Nasci aqui em Campinas e meus pais, entre outras coisas, são professores. Isso foi fundamental na minha formação, pois sempre me ensinaram de uma maneira cativante, despertando meu desejo genuíno de aprender. Eu ia para a escola feliz. Eles me transmitiram tantos conhecimentos que, até mesmo durante o vestibular, eu me lembrava das suas vozes discorrendo sobre diversos assuntos. Sempre disse ao meu pai que tinha um grande interesse em medicina, em curar as pessoas, e emevitar que ficassem doentes. No entanto, ao mesmo tempo, sempre tive uma paixão por escrever, ler e atividades afins. Certa vez, meu pai me respondeu: "Conheço muitos médicos que são escritores, mas não conheço nenhum escritor que seja médico".
Onde a senhora realizou seus estudos iniciais?
Iniciei meus estudos no Colégio Progresso e posteriormente passei algum tempo no Dom Barreto e, em seguida, no Notre Dame, onde cursei da 5ª série até o 2º ano do ensino médio. Concluí o terceiro colegial de forma integrada no Ângulo. Lembro-me que naquela época todas as minhas amigas estavam planejando viajar para lugares como Paraty e o sul de Minas Gerais, enquanto eu não podia, pois estava focada em ingressar na faculdade de medicina. Felizmente, fui aceita na PUC-Campinas, o que foi crucial para minha formação acadêmica. No início, minha intenção era seguir a carreira de cardiologista, mas acabei me apaixonando pela anatomia. Tive a oportunidade de ser preceptora na disciplina de anatomia, o que fortaleceu ainda mais meu interesse. Foi durante meus estudos que descobri a ginecologia, e ainda como estudante, realizei meu primeiro parto. Essa experiência me encantou tanto que decidi que era essa a área na qual eu queria atuar. Realizei estágios na Maternidade de Campinas durante o 4º, 5º e 6º anos da faculdade.
Isso consolidou sua certeza emseguir a ginecologia?
Sim, gostei tanto da Maternidade, que é o local onde mais nascem crianças em Campinas, que optei por não fazer residência em outro lugar e permanecer lá mesmo.
Realizar partos de diversas formas e em grande quantidade era o que eu mais desejava. Minha residência foi uma experiência muito enriquecedora.
Posteriormente, tive a sorte de ter meu preceptor conseguir um acordo para que os residentes da Maternidade pudessem fazer estágio no Hospital Pérola Byington, nos departamentos de uroginecologia e ginecologia endócrina. Eu fui para lá, fiz as duas especialidades e tive contato com a equipe de reprodução, que já realizava fertilização naquela época, por volta de 1995. Então, pedi ao meu preceptor para trocar o estágio, optando pela área de reprodução em vez da uroginecologia, e fiquei muito feliz quando isso foi possível.

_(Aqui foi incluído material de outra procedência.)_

PR #3786, opened 2024-06-09
r.texture: update tests

cyliang368:
`r.texture` module has thirteen measure functions, but only five are tested. I added tests for all these functions. They are checked by min, max, mean, variance, and cells instead of just ranges of outputs.

### DIFF
--- a/raster/r.texture/testsuite/test_texture.py
+++ b/raster/r.texture/testsuite/test_texture.py
@@ -42,147 +42,147 @@ class TestRasterreport(TestCase):
     def test_asm(self):
         """Testing method asm"""
         asm_ASM = "asm_ASM"
-        values = """min=-0.0455724261701107
-        max=0.0380486063659191
-        mean=-0.000136686790876467
-        variance=0.000158102
+        values = """min=0.104167
+        max=1
+        mean=0.112871783083256
+        variance=0.000158101620160753
         cells=1000246"""
         self.assertModule("r.texture", input=self.input, output="asm", method="asm")
-        self.assertRasterFitsUnivar(asm_ASM, reference=values, precision=2)
+        self.assertRasterFitsUnivar(asm_ASM, reference=values, precision=1e-2)
 
     def test_contrast(self):
         """Testing method contrast"""
         corr_output = "contrast_Contr"
         values = """min=0
-        max=14680.8
-        mean=176.569
-        variance=185767
+        max=14680.771484375
+        mean=176.569350873014
+        variance=185767.349118713
         cells=1000246"""
         self.assertModule(
             "r.texture", input=self.input, output="contrast", method="contrast"
         )
-        self.assertRasterFitsUnivar(corr_output, reference=values, precision=2)
+        self.assertRasterFitsUnivar(corr_output, reference=values, precision=1e-2)
 
     def test_corr(self):
         """Testing method corr"""
         corr_output = "corr_Corr"
-        values = """min=-0.533554
-        max=0.443134
-        mean=-0.0511982
-        variance=0.030665
+        values = """min=-0.533553719520569
+        max=0.443134188652039
+        mean=-0.0511981885382368
+        variance=0.0306650179549719
         cells=1000246"""
         self.assertModule("r.texture", input=self.input, output="corr", method="corr")
-        self.assertRasterFitsUnivar(corr_output, reference=values, precision=2)
+        self.assertRasterFitsUnivar(corr_output, reference=values, precision=1e-2)
 
     def test_var(self):
         """Testing method var"""
         corr_output = "var_Var"
         values = """min=0
-        max=8776.79
-        mean=90.3219
-        variance=58439.1
+        max=8776.787109375
+        mean=90.3218668390769
+        variance=58439.1071892438
         cells=1000246"""
         self.assertModule("r.texture", input=self.input, output="var", method="var")
-        self.assertRasterFitsUnivar(corr_output, reference=values, precision=2)
+        self.assertRasterFitsUnivar(corr_output, reference=values, precision=1e-2)
 
     def test_idm(self):
         """Testing method idm"""
         corr_output = "idm_IDM"
-        values = """min=0.000490662
+        values = """min=0.000490661768708378
         max=1
-        mean=0.123085
-        variance=0.0049711
+        mean=0.12308521457551
+        variance=0.00497110161251246
         cells=1000246"""
         self.assertModule("r.texture", input=self.input, output="idm", method="idm")
-        self.assertRasterFitsUnivar(corr_output, reference=values, precision=2)
+        self.assertRasterFitsUnivar(corr_output, reference=values, precision=1e-2)
 
     def test_sa(self):
         """Testing method sa"""
         sa_SA = "sa_SA"
-        values = """min=95.9583
-        max=2942.79
-        mean=742.368
-        variance=31616.4
+        values = """min=95.9583358764648
+        max=2942.79150390625
+        mean=742.367934271396
+        variance=31616.3527726298
         cells=1000246"""
         self.assertModule("r.texture", input=self.input, output="sa", method="sa")
-        self.assertRasterFitsUnivar(sa_SA, reference=values, precision=2)
+        self.assertRasterFitsUnivar(sa_SA, reference=values, precision=1e-2)
 
     def test_sv(self):
         """Testing method sv"""
-        sa_SA = "sv_SV"
+        sv_SV = "sv_SV"
         values = """min=0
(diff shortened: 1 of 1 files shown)


raster/r.texture/testsuite/test_texture.py
```diff
@@ -24,59 +25,164 @@ def setUpClass(cls):
...
         cls.runModule("g.remove", flags="f", type="raster", name="idm_IDM")
+        cls.runModule("g.remove", flags="f", type="raster", name="var_Var")
+        cls.runModule("g.remove", flags="f", type="raster", name="sa_SA")
+        cls.runModule("g.remove", flags="f", type="raster", name="sv_SV")
+        cls.runModule("g.remove", flags="f", type="raster", name="se_SE")
+        cls.runModule("g.remove", flags="f", type="raster", name="entr_Entr")
+        cls.runModule("g.remove", flags="f", type="raster", name="dv_DV")
+        cls.runModule("g.remove", flags="f", type="raster", name="de_DE")
+        cls.runModule("g.remove", flags="f", type="raster", name="moc1_MOC-1")
+        cls.runModule("g.remove", flags="f", type="raster", name="moc2_MOC-2")
```
wenzeslaus, line 40: The original code was not ideal, g.remove can take a list of rasters: name is defined as `name=string[,string,...]`, i.e., multiple values are allowed. (alternatively, you could just loop though them, but that's likely a bit slower)

raster/r.texture/testsuite/test_texture.py
```diff
@@ -24,59 +25,164 @@ def setUpClass(cls):
...
+        max=0
+        mean=-0.78294
+        variance=0.00736236
+        cells=1000246"""
+        self.assertModule("r.texture", input=self.input, output="moc1", method="moc1")
+        self.assertRasterFitsUnivar(sa_SA, reference=values, precision=2)
+
+    def test_moc2(self):
+        """Testing method moc2"""
+        sa_SA = "moc2_MOC-2"
```
wenzeslaus, line 178: This is confusing. I realize this comes from the original text and also the difficulty that r.texture generates its own names from a basename, but can you do this:

```python
basename = "..."
method = "..."
output = f"{basename}_{method}"
self.assertModule("r.texture", input=self.input, output=basename, method=method)
self.assertRasterFitsUnivar(output, reference=values, precision=2)
```

or simply without variable looks okay too given that the code is short:

```python
self.assertModule("r.texture", input=self.input, output="basename", method="method")
self.assertRasterFitsUnivar("basename_method", reference=values, precision=2)
```

raster/r.texture/testsuite/test_texture.py
```diff
@@ -24,59 +25,164 @@ def setUpClass(cls):
...
+        self.assertRasterFitsUnivar(asm_ASM, reference=values, precision=2)
+
+    def test_contrast(self):
+        """Testing method contrast"""
+        corr_output = "contrast_Contr"
+        values = """min=0
+        max=14680.8
+        mean=176.569
+        variance=185767
+        cells=1000246"""
```
wenzeslaus, line 60: Better than cells is probably n (which is count). There are strong guarantees in GRASS GIS (or at least very high chance) that a tool will generate the right size of a raster, so there is not a great need to test cell count (but you can since you have it there already). However, n tests the non-null cells which tells us if the tool is creating some unexpected nulls in the computation.

raster/r.texture/testsuite/test_texture.py
wenzeslaus: The duplication of names with the test methods is not idea, but I don't have a _good_ suggestion for that.

wenzeslaus (changes requested):
Thank you, this is helpful in general and extremely helpful for your work.

With couple minor changes, we can merge this any time.

raster/r.texture/testsuite/test_texture.py
cyliang368: Solved in the new commit.

raster/r.texture/testsuite/test_texture.py
cyliang368: I added `basename`, `method`, and `output`. Thanks for the suggestions.

raster/r.texture/testsuite/test_texture.py
```diff
@@ -23,60 +24,192 @@ def setUpClass(cls):
...
+            "sv_SV",
+            "se_SE",
+            "entr_Entr",
+            "dv_DV",
+            "de_DE",
+            "moc1_MOC-1",
+            "moc2_MOC-2",
+        ]
+        maps_string = ",".join(maps)
+        cls.runModule("g.remove", flags="f", type="raster", name=maps_string)
```
wenzeslaus, line 43: The underlying functions should deal with a list and do the join for the command line interface automatically:

```suggestion
        cls.runModule("g.remove", flags="f", type="raster", name=maps)
```

wenzeslaus (commented):
Just one detail to get not just a working tests but also a good example test file for the future.

raster/r.texture/testsuite/test_texture.py
```diff
@@ -23,60 +24,178 @@ def setUpClass(cls):
...
+        output = f"{method}_{basename}"
+        values = """min=95.9583358764648
+        max=2942.79150390625
+        mean=742.367934271396
+        variance=31616.3527726298
+        n=996244"""
+        self.assertModule("r.texture", input=self.input, output=method, method=method)
+        self.assertRasterFitsUnivar(output, reference=values, precision=1e-2)
+
+    def test_sv(self):
```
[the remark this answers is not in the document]
echoix: We had two bugs when switching to macOS arm runners (that would occur on M1 and later Macs anyways). 

See https://github.com/OSGeo/grass/issues/3398 and https://github.com/OSGeo/grass/issues/3397, that occurred in the context of this PR https://github.com/OSGeo/grass/pull/3395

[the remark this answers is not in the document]
wenzeslaus: The test can use _skipif_ decorator with _sys.platfrom.startswith_. There can be multiple tests for different platforms. Ideally, there would be no difference, but that would be out of scope of this PR.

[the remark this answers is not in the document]
nilason: Is this deviation caused by `r.texture` or `r.univar`? Either way, it would be good to create an issue for this, so it won't be forgotten. I'm curious whether these deviations are present with non-Apple ARM architectures too. My hunch is that this might be caused by something "trivial" as implicit rounding (via cast), or the like.

raster/r.texture/testsuite/test_texture.py
```diff
@@ -23,60 +28,192 @@ def setUpClass(cls):
...
+        output = f"{method}_{basename}"
+        values = """min=95.9583358764648
+        max=2942.79150390625
+        mean=742.367934271396
+        variance=31616.3527726298
+        n=996244"""
+        self.assertModule("r.texture", input=self.input, output=method, method=method)
+        self.assertRasterFitsUnivar(output, reference=values, precision=1e-2)
+
+    @unittest.skipIf(IS_MAC, reason="Fails on macOS")
```
wenzeslaus, line 126: One more thing, it will be better if this says "Produces a slightly different result on macOS"

echoix: Could we have a second test only for macOS+arm with a different precision until we find the issue? (Testing the same thing)

raster/r.texture/testsuite/test_texture.py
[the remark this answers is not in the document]
cyliang368: Thanks for answering. I created an issue #3796 for this.

raster/r.texture/testsuite/test_texture.py
cyliang368: I think using a very large precision would be confusing. Maybe we could use the other set of values for MacOS. @wenzeslaus Do you think we should have another test for macOS or just skip it now?

raster/r.texture/testsuite/test_texture.py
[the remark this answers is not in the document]
nilason: Thanks for the report!

raster/r.texture/testsuite/test_texture.py
wenzeslaus: No strong opinion, either one is good with me, having a test on macOS, i.e., having two tests is better simply because of higher coverage.

wenzeslaus (approved):

echoix:
CI successful on mirrored PR here: https://github.com/cyliang368/grass/pull/3, can be merged overriding the status checks requirements.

Era como se eu estivesse no meu próprio mundo!
E depois?
Ali, um dos principais especialistas em reprodução tinha uma cirurgia agendada e precisava realizar a captação de óvulos de uma paciente que possuía apenas um folículo - a estrutura que contém o óvulo. Ele virou para mim e disse: "Você pode fazer isso? Mas há apenas uma chance de sucesso". Com a paciente tendo apenas um óvulo, a pressão era grande. Introduzi a agulha no folículo, aspirei o líquido folicular e entreguei à bióloga para a busca do óvulo.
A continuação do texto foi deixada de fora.